И так как думать презирал, почуял: суть моря в принципе горизонта, в тайне дальней прозрачности — что за ней; в тайне поверхности — немыслимая, непрямая сумма податливости проникновению и недоступности глубин, “пространства-за”. И еще: море — будущее без капли прошлого.

Жизнь как движенье заканчивается, как правило, на берегу.

Море, море. Равный воздух. Горизонт проколов, парус дал течь рассветом.

В степной Чечне пыль замешивает своих и чужих, множит потемки грядущего, страх. Восемьсот граммов пыли на бушлат. Пыль напитывает тело, и оно, разбухшее, становится чутким, как ослепший глаз. Внутреннее — становится серым, неясным, неотличимым от зренья. Пыль стирает кожу противостояния, уничтожает врага, делая его внутренним. Война ворочается против себя. Пыль тучнеет — разъедая, перемалывая, превращая в себя — ландшафт, войска...

Все время хочется стрелять в облака пыли и материться. От страха — вроде молитвы.

В Чечне он сразу понял, что он шваль, что — большинство. Сгорая от стыда и страха, он шел со взводным по дорогам — фугасы, мины шаря — как трюфеля свинья. Когда вдруг пикало — “пи-пиии” — он матерился: неумело — но бранью страх он заклинал и, обливаясь потом, разгребал — как археолог хрупкий прах хазара.

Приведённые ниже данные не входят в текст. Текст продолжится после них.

PR #1230, opened 2021-02-01
Remove enhanced 2fa

koetsier:
Enhanced 2FA was supposed to enable email otp based 2fa as well
as app-based TOTP 2fa. It was decided that email based 2fa was not
secure enough as users can reset their password using email as well.

This PR removes the email based 2FA option

Trello: https://trello.com/c/9QhzrTg5/543-tech-work-to-roll-back-2fa-email


app/models/user.rb
```diff
@@ -81,13 +79,8 @@ def super_admin?
   end
 
   def need_two_factor_authentication?(request)
```
colinbm, line 81: This is flagged by the linter, however it relates to comment coming in 3... 2... 1...

app/controllers/application_controller.rb
```diff
@@ -61,17 +60,6 @@ def valid_help_actions
...
-  def choose_two_factor_method
-    return if current_user.nil? || !current_user.second_factor_method.nil?
-
-    # TODO: Replace with route helper once fully migrated to enhanced 2FA.
-    redirect_to "/users/two_factor_authentication/setup"
-  end
-
   def confirm_two_factor_setup
     return unless current_user &&
       current_user.need_two_factor_authentication?(request) &&
```
colinbm, line 65: This will no longer need request passed once the linter issue is fixed.

colinbm (changes requested):

app/models/user.rb
```diff
@@ -98,25 +91,10 @@ def reset_2fa!
       encrypted_otp_secret_key_salt: nil,
       totp_timestamp: nil,
       otp_secret_key: nil,
-      second_factor_method: nil,
     )
   end
 
   def send_new_otp_after_login?
```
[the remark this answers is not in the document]
koetsier: `send_new_otp_after_login` is called from the 2fa Gem and is used to send an email to the user in case of email based 2fa. Since we don't do that it has to be set to false.

https://github.com/Houdini/two_factor_authentication/blob/7e0faa6e1f3ab497767c59e1e97fb01e340b59ce/lib/two_factor_authentication/hooks/two_factor_authenticatable.rb#L10

app/models/user.rb
koetsier: fixed that

app/controllers/application_controller.rb
koetsier: It does need something passed in because it overloads https://github.com/Houdini/two_factor_authentication/blob/7e0faa6e1f3ab497767c59e1e97fb01e340b59ce/lib/two_factor_authentication/models/two_factor_authenticatable.rb#L59

colinbm (approved):

colinbm (approved):

PR #1657, opened 2021-10-15
Allow :: casting of CASE statements

### LINKED ISSUE #1655: Parser throws error on type case after case/when
Running SQL lint on
```sql
select
    col0,
    case
        when col1
        then col2
        else col3
    end::text as mycol
from table1
```

## Expected Behaviour
Query passes

## Steps to Reproduce
Running linter on code above

## Dialect
postgres

## Version
sqlfluff, version 0.6.9
Python 3.8.11

## Configuration
```
[sqlfluff]
verbose = 0
nocolor = False
dialect = postgres
templater = jinja
rules = None
exclude_rules = L009,L011,L031,L034
recurse = 0
output_line_length = 160
runaway_limit = 10
ignore_templated_areas = True
encoding = autodetect

[sqlfluff:indentation]
indented_joins = False
indented_using_on = True
template_blocks_indent = True

[sqlfluff:templater]
unwrap_wrapped_queries = True

[sqlfluff:templater:jinja]
apply_dbt_builtins = True

[sqlfluff:rules]
tab_space_size = 4
max_line_length = 120
indent_unit = space
comma_style = trailing
allow_scalar = True

[sqlfluff:rules:L003]
lint_templated_tokens = True

operator_new_lines = after

[sqlfluff:rules:L016]
ignore_comment_lines = False

[sqlfluff:rules:L038]

[sqlfluff:rules:L042]
forbid_subquery_in = join

prefer_count_1 = False
prefer_count_0 = False

```

tunetheweb:
Fixes #1655 

It changes the ansi expression C syntax, but this was already added as an extra to Expression D so think that's OK.

### Pull Request checklist

  - Other.


tunetheweb:
> I think in both cases we should also have AnyNumberOf too because I think foo::int::float is still also valid in all of the same places as foo::int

Однако скоро это кончилось. Однажды он видел, как команда БТРа в кустах у блокпоста козу сношала. После солярой куст кизила подпалили и ржали, глядя, как животное плясало на привязи вокруг огня.

И он смотрел, не в силах оторваться. Как и козы хозяйка: старушка русская — то плакала, то вдруг крестилась, причитая: “Машка, Машка, беги, сестреночка, беги”.

И он сбежал. Туда — где был вчера с сержантом, вверх по дороге к Курчалою, где полдня на поле вешки проставляли, чтоб завтра зону минометом прочесать. Но ни черта не получилось — только сломило ногу, будто спичку (грохот боли), поддых вломило жаром, дальше — темень густого, как блаженство, забытья.

Едва за членовредительство его не посадили. Спасибо взводному: сказал, что сам послал.

Когда зажила кожа, комиссовали. Вернувшись, рубанул: “Мы едем”. Папаша забыковал подписывать развод и разрешение на выезд, и тогда он врезал: и костылем, и сковородкой, чуть не угробил, спасибо — мать отца уберегла.

И вот приехали. На пенсию его в чудесном месте поселились — в Несс-Ционе, в Сиона Чуде. Полчаса до моря. Городок — косые плоскости известки, черепицы — как парусник на шторме хoлмов, в пене олеандров. Кругом пардeсы — апельсиновые рощи: развешанные молнии шаров, плантации восходов и закатов. С холма окраинного — распашной ландшафт, раскатистый, как пение победное Навина: чуть сизая, мечтательная дымка — волнистые, желанные объятия Земли, припасть к которой — как взойти к возлюбленной: в свободу впиться насмерть.

Уже полгода каждый день приходит к морю — как к молитве. (Ведь молитва на известном языке не понятна не-человеку — Богу.)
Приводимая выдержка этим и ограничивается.